Only the lines from the one with "- No new or" onward are wanted, through the last line of the entries, set down exactly.

:::::

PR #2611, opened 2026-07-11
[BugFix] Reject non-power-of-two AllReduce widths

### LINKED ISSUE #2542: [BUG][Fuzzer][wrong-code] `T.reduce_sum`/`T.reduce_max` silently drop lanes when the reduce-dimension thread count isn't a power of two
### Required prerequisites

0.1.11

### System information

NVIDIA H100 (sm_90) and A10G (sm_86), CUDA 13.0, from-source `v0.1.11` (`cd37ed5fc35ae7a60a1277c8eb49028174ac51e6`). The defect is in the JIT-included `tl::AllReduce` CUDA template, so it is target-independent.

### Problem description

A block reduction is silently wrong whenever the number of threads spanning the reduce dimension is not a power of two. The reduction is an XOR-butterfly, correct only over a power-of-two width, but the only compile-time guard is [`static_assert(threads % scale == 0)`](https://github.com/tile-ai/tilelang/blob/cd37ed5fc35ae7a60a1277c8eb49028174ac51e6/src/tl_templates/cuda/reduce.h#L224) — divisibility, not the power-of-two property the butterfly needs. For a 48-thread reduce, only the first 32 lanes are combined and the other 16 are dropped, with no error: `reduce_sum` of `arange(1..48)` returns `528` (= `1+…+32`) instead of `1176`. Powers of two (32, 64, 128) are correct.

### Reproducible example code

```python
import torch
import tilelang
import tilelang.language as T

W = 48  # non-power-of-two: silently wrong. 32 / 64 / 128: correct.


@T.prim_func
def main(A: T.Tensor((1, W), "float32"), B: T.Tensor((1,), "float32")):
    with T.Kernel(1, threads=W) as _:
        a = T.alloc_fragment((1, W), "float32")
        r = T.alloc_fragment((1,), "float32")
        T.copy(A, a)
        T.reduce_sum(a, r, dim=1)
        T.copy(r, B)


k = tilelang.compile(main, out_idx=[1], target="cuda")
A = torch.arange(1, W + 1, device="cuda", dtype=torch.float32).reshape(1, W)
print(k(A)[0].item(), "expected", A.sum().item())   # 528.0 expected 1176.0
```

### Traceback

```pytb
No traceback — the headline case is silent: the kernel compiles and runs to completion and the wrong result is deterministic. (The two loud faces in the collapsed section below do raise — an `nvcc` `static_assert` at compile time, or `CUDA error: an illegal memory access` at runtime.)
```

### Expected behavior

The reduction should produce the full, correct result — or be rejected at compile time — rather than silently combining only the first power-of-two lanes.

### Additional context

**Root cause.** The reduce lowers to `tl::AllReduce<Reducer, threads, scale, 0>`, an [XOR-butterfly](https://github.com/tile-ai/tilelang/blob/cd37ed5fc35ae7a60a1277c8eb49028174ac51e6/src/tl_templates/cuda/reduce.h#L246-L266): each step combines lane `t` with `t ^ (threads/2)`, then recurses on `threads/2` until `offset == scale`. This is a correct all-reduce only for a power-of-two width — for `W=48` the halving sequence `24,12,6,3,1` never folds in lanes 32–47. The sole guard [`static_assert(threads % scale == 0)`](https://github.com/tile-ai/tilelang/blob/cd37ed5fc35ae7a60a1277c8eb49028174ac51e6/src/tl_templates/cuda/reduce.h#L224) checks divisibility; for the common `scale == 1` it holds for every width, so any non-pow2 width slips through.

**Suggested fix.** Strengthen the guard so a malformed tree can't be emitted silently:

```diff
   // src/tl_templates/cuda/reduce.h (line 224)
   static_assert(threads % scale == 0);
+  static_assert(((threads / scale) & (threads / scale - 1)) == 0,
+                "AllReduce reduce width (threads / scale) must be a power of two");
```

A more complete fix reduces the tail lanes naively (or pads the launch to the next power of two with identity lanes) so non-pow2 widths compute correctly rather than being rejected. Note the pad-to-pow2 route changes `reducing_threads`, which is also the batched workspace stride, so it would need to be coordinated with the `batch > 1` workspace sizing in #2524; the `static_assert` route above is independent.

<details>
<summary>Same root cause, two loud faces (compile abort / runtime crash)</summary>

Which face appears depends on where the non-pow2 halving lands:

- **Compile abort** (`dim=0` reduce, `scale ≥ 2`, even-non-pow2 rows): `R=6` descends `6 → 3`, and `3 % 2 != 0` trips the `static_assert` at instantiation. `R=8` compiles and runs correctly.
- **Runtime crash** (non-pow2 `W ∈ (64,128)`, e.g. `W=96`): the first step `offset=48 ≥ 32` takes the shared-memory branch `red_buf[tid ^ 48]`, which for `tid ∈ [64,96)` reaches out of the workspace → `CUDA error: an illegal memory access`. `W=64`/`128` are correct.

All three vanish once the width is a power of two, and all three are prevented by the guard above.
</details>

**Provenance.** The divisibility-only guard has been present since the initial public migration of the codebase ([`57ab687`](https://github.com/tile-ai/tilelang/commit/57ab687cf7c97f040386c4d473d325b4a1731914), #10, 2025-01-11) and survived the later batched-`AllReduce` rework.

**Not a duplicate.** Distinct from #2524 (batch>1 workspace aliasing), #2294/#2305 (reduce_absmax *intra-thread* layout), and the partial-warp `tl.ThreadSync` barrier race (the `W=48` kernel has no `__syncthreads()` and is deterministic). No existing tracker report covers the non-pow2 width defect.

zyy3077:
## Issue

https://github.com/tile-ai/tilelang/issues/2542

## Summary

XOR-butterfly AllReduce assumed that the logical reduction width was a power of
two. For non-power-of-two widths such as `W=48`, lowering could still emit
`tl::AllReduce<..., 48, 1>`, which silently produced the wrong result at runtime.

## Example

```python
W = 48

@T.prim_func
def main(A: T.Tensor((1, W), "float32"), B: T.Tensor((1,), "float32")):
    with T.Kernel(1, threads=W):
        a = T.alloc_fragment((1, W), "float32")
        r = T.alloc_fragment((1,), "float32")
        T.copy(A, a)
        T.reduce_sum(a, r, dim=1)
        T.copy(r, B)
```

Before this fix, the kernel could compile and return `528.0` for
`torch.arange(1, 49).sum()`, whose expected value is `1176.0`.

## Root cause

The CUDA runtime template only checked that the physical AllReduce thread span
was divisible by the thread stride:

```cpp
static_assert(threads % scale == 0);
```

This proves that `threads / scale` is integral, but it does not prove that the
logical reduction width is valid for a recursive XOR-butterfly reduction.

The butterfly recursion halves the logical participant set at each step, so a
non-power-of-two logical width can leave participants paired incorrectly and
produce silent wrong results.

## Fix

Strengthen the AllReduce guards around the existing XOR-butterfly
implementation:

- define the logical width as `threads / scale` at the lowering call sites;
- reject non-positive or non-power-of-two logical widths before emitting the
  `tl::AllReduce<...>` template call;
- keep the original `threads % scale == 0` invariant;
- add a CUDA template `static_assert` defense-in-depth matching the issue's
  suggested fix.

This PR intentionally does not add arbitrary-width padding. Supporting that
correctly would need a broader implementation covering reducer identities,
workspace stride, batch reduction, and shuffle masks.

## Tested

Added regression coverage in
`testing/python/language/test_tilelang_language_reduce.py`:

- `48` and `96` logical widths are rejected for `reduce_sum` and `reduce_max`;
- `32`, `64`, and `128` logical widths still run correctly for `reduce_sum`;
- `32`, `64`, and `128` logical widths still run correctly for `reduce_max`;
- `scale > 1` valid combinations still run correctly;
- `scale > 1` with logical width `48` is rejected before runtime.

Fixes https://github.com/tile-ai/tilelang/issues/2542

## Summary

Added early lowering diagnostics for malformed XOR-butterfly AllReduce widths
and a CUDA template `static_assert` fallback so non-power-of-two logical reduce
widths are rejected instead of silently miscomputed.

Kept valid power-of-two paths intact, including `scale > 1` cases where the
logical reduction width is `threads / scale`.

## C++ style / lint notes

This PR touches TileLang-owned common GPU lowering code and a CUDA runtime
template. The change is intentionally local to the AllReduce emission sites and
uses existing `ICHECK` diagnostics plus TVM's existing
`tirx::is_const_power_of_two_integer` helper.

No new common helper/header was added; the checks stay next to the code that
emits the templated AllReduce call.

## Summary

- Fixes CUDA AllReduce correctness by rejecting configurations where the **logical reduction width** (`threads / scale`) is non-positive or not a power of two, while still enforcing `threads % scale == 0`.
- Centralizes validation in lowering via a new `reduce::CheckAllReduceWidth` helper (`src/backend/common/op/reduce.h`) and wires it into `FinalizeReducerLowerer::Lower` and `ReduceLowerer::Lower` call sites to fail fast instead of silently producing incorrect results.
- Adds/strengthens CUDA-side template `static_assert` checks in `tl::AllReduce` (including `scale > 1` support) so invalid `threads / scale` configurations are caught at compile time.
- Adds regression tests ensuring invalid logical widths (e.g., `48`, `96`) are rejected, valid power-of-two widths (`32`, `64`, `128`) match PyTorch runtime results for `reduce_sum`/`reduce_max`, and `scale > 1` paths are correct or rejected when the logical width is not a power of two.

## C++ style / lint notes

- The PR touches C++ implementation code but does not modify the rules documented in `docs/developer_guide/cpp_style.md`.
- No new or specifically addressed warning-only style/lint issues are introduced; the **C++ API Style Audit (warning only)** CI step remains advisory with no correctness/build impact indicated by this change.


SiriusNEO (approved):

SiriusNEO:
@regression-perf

:::::

● **Response to the task**:
- No new or specifically addressed warning-only style/lint issues are introduced; the **C++ API Style Audit (warning only)** CI step remains advisory with no correctness/build impact indicated by this change.


SiriusNEO (approved):

SiriusNEO:
@regression-perf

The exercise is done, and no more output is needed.